## Task item
Give the number of lines in this listing that hold "inputArray". No other words belong in the reply.

## Material to process
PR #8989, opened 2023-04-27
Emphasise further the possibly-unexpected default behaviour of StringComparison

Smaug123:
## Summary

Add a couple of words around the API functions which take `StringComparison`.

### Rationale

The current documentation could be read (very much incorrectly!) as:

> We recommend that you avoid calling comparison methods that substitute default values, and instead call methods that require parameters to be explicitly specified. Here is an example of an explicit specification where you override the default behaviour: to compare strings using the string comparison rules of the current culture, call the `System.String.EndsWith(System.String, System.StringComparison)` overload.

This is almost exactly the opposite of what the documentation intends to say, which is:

...

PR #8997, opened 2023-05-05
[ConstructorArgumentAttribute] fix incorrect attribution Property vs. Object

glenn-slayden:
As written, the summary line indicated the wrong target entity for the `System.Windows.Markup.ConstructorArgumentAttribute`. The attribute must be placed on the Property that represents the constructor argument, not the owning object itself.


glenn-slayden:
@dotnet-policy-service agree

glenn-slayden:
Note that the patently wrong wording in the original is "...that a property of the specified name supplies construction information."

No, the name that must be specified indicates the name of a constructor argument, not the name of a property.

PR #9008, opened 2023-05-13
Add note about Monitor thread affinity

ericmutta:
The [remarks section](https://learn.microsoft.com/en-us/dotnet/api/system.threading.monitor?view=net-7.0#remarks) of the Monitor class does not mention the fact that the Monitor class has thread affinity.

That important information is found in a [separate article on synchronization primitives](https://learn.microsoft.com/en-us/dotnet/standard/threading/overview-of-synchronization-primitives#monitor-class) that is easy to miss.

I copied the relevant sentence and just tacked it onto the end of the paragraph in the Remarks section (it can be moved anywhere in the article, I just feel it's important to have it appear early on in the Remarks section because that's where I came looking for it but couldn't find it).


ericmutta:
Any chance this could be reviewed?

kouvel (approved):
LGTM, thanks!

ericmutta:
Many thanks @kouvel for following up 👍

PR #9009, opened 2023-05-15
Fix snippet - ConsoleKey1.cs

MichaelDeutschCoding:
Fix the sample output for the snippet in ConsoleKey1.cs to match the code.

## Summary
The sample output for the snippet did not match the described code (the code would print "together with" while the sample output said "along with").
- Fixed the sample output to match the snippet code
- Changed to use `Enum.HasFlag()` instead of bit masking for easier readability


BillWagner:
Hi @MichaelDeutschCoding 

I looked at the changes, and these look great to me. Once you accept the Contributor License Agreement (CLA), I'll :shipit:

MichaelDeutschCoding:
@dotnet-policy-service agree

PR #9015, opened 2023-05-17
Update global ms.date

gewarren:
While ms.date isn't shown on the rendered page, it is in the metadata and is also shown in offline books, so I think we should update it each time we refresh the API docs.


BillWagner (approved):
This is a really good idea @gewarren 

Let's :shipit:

==

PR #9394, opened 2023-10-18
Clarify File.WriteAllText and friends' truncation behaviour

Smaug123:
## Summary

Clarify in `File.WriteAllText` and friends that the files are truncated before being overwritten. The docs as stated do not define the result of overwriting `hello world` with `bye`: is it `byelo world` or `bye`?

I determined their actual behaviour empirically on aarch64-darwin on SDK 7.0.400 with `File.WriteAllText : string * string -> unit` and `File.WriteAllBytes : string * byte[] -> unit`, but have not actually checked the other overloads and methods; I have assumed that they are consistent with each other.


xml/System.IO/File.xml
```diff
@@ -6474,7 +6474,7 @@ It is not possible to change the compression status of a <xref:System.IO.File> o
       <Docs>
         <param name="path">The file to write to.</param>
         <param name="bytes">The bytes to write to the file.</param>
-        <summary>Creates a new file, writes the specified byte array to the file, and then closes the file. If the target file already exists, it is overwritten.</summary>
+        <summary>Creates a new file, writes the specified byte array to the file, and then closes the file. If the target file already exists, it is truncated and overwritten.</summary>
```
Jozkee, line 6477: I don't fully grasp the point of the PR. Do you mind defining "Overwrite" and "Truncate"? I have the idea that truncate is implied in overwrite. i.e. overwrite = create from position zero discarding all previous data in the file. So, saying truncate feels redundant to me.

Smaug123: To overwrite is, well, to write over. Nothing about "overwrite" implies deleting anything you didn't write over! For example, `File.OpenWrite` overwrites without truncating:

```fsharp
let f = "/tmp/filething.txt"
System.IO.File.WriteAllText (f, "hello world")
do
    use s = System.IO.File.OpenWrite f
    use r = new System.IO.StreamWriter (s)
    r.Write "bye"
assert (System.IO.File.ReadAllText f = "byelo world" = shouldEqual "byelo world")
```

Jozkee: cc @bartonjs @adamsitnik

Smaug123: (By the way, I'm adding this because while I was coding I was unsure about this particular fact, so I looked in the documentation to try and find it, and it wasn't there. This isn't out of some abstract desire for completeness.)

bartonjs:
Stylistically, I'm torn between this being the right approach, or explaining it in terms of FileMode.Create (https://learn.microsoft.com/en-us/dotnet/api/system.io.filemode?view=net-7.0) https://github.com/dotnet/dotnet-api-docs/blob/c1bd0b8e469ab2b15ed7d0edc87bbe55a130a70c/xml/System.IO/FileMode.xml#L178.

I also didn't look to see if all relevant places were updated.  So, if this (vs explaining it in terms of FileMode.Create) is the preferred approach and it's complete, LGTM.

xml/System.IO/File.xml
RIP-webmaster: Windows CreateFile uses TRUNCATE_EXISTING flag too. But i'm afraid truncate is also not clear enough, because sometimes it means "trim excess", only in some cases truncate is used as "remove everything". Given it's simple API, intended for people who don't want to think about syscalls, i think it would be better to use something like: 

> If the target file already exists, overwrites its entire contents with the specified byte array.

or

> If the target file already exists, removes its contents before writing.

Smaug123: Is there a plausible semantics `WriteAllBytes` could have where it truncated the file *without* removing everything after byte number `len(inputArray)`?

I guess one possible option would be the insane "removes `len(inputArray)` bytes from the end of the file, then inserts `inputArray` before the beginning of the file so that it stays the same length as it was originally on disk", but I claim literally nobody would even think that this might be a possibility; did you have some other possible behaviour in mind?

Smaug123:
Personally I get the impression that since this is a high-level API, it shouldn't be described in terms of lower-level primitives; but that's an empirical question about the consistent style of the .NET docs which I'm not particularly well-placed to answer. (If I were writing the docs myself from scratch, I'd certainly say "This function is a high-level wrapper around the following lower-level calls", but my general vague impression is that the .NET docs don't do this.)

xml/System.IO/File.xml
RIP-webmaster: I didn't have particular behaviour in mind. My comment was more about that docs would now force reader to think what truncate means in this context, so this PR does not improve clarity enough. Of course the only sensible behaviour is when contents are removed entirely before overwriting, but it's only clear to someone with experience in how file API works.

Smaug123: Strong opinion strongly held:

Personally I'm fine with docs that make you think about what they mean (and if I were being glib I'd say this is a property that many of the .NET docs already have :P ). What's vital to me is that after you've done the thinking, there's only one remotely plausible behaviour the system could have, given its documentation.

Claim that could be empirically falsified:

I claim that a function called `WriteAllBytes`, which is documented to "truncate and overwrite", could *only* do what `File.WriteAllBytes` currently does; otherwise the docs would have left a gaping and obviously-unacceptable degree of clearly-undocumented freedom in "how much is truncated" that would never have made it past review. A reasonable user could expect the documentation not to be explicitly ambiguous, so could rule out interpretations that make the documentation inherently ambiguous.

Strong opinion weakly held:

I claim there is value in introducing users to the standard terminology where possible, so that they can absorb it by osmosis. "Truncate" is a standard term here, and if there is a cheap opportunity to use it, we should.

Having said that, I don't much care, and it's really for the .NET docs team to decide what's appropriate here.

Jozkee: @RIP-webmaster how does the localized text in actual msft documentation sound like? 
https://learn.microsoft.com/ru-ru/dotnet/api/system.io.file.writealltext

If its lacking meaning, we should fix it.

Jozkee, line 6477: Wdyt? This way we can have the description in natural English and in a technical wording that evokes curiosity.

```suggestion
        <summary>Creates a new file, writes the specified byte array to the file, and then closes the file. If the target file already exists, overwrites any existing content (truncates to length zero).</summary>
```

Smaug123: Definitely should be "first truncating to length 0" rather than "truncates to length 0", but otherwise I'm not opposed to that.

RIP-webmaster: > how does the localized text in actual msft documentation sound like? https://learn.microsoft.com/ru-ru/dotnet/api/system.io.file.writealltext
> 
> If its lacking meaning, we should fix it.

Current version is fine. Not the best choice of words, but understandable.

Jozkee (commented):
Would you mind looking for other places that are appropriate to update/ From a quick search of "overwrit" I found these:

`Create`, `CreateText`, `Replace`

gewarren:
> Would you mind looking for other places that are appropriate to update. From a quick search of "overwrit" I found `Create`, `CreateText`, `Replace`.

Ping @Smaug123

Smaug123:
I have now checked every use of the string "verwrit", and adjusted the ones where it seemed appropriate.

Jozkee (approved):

## Expected answer
2